▸ PROBLEM TO WORK ON: In the records below, find each line with "getAciFileVolumes" and copy it.

==== DATA LISTING

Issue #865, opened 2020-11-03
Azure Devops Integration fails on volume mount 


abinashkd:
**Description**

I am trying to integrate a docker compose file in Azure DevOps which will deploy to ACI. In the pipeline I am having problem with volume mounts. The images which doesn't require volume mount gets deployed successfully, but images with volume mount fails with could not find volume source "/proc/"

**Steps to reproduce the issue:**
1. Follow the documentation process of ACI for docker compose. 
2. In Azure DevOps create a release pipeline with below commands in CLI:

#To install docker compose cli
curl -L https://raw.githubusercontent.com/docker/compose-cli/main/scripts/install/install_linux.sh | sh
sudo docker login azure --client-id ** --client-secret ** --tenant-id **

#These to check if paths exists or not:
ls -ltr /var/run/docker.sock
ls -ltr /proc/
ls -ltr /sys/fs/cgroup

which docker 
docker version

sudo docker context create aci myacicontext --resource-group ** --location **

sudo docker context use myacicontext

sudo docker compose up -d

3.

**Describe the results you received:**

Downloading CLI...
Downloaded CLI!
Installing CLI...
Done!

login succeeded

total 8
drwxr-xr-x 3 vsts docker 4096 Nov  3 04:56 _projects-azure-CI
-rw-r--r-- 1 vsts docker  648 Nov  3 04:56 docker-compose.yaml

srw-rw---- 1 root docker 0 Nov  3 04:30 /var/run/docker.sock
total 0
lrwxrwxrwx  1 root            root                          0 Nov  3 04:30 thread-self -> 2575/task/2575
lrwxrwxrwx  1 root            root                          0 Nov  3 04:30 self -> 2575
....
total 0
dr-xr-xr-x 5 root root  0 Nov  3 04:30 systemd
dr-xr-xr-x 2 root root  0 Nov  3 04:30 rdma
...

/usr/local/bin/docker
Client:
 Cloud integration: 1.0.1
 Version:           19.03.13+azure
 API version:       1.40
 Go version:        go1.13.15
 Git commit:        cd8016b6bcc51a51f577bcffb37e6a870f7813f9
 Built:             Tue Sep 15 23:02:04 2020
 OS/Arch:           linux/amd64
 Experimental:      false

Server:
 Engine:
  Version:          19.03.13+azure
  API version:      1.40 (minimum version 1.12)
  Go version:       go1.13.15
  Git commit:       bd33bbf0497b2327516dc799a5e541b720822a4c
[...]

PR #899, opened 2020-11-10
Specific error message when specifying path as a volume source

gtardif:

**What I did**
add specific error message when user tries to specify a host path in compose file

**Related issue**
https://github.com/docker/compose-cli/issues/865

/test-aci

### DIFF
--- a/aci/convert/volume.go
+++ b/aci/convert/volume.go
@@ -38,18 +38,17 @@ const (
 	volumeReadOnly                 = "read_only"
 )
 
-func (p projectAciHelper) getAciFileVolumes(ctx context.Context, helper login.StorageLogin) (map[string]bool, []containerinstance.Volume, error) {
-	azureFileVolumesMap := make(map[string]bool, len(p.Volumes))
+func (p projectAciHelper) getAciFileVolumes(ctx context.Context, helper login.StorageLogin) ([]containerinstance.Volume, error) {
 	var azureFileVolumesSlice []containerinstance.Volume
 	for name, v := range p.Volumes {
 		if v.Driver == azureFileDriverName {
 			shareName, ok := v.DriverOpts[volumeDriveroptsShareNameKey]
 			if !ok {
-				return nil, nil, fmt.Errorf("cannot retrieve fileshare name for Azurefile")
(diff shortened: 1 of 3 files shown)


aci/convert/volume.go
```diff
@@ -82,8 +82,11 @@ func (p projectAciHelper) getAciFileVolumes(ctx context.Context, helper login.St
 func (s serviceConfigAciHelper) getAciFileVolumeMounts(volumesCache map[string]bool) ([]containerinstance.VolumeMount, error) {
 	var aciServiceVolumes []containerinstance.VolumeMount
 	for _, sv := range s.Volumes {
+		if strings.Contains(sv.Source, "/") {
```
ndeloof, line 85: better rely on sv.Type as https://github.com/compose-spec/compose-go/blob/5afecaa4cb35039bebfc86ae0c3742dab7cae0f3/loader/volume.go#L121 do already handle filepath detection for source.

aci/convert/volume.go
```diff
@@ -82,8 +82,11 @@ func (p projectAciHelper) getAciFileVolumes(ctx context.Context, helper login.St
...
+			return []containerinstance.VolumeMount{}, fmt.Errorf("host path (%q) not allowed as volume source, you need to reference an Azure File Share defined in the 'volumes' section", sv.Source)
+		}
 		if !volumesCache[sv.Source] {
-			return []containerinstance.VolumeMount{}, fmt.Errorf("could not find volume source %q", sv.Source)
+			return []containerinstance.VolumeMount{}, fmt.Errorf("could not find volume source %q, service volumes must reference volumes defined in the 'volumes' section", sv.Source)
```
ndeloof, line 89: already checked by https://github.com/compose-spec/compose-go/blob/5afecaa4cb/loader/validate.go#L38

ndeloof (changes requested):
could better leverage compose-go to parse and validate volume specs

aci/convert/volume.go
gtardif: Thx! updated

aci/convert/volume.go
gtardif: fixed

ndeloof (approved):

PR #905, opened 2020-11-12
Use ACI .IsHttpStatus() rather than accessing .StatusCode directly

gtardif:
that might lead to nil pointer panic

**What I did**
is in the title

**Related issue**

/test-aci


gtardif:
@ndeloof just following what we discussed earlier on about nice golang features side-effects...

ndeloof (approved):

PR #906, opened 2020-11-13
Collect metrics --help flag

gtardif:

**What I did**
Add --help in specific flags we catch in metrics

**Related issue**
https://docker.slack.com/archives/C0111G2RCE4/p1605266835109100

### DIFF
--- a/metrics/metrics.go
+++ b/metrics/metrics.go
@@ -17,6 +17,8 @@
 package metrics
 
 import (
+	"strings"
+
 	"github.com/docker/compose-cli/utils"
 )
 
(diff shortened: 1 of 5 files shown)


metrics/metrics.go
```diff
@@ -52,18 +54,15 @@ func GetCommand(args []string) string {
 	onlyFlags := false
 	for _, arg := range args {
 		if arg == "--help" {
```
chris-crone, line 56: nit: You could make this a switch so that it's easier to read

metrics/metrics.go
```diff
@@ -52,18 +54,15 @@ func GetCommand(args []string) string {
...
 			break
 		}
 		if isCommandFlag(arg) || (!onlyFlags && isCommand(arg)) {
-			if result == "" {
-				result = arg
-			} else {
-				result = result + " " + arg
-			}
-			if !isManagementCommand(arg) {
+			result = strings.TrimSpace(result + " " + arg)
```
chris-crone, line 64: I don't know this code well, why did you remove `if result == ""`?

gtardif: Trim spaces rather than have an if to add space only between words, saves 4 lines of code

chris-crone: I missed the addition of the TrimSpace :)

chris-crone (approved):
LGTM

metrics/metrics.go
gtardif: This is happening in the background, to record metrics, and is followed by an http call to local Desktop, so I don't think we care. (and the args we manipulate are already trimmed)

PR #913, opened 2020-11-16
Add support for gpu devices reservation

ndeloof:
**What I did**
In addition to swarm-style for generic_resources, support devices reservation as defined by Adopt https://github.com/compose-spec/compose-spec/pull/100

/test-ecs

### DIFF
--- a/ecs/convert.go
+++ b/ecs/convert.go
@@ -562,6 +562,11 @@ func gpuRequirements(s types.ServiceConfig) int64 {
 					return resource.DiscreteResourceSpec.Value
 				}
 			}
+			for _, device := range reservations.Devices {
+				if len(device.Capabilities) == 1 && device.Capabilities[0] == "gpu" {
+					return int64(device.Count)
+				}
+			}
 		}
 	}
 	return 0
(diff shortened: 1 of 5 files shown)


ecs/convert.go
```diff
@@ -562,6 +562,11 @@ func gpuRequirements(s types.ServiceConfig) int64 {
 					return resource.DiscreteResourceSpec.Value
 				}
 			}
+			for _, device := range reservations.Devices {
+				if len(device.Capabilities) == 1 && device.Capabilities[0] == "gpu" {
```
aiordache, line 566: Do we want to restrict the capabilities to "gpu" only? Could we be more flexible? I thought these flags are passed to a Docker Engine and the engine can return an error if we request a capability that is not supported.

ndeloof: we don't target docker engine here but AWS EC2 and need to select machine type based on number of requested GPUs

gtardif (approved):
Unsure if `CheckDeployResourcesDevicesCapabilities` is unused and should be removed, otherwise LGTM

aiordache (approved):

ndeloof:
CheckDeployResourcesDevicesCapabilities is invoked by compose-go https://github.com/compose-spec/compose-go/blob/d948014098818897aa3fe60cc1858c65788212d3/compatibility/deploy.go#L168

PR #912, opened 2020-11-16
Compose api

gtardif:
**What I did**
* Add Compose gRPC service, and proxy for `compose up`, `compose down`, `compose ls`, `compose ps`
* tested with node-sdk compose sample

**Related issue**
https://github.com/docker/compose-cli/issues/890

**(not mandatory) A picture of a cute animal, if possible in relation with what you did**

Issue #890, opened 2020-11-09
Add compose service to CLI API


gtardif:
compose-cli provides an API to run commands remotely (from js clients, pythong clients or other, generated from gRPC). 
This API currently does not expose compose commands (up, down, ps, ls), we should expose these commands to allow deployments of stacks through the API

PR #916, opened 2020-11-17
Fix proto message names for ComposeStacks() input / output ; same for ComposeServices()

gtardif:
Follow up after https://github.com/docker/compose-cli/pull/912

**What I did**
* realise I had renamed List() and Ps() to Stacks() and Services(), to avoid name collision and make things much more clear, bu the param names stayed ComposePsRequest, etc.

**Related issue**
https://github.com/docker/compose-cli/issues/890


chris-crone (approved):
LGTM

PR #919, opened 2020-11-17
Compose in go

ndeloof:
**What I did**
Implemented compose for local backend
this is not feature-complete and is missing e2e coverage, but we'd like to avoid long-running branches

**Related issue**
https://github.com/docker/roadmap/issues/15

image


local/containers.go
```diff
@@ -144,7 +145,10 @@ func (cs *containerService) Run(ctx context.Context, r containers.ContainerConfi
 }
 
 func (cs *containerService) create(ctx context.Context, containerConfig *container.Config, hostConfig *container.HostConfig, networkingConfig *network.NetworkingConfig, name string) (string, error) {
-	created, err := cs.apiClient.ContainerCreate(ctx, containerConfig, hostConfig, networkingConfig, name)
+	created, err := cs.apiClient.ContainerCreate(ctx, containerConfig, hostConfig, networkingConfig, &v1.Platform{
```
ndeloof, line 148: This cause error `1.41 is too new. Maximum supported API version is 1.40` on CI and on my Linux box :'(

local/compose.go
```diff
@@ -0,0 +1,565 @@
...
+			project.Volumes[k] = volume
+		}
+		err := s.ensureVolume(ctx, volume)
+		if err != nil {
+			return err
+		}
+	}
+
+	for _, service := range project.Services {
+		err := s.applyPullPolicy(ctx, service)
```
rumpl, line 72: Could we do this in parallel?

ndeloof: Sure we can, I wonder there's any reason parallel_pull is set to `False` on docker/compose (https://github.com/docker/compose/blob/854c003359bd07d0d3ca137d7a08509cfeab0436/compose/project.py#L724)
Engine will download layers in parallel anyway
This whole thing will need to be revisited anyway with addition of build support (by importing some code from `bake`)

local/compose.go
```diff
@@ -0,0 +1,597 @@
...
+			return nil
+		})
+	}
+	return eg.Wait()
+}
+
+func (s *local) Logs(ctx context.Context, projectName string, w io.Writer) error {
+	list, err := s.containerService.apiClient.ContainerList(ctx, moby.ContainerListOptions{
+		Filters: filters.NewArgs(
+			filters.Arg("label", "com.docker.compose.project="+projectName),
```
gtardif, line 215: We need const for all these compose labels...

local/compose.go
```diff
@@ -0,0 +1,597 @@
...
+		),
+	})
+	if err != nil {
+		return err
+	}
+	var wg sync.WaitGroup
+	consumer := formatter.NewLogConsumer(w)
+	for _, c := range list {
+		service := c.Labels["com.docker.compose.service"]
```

========

▸ TASK ANSWER:
-func (p projectAciHelper) getAciFileVolumes(ctx context.Context, helper login.StorageLogin) (map[string]bool, []containerinstance.Volume, error) {
+func (p projectAciHelper) getAciFileVolumes(ctx context.Context, helper login.StorageLogin) ([]containerinstance.Volume, error) {
@@ -82,8 +82,11 @@ func (p projectAciHelper) getAciFileVolumes(ctx context.Context, helper login.St
@@ -82,8 +82,11 @@ func (p projectAciHelper) getAciFileVolumes(ctx context.Context, helper login.St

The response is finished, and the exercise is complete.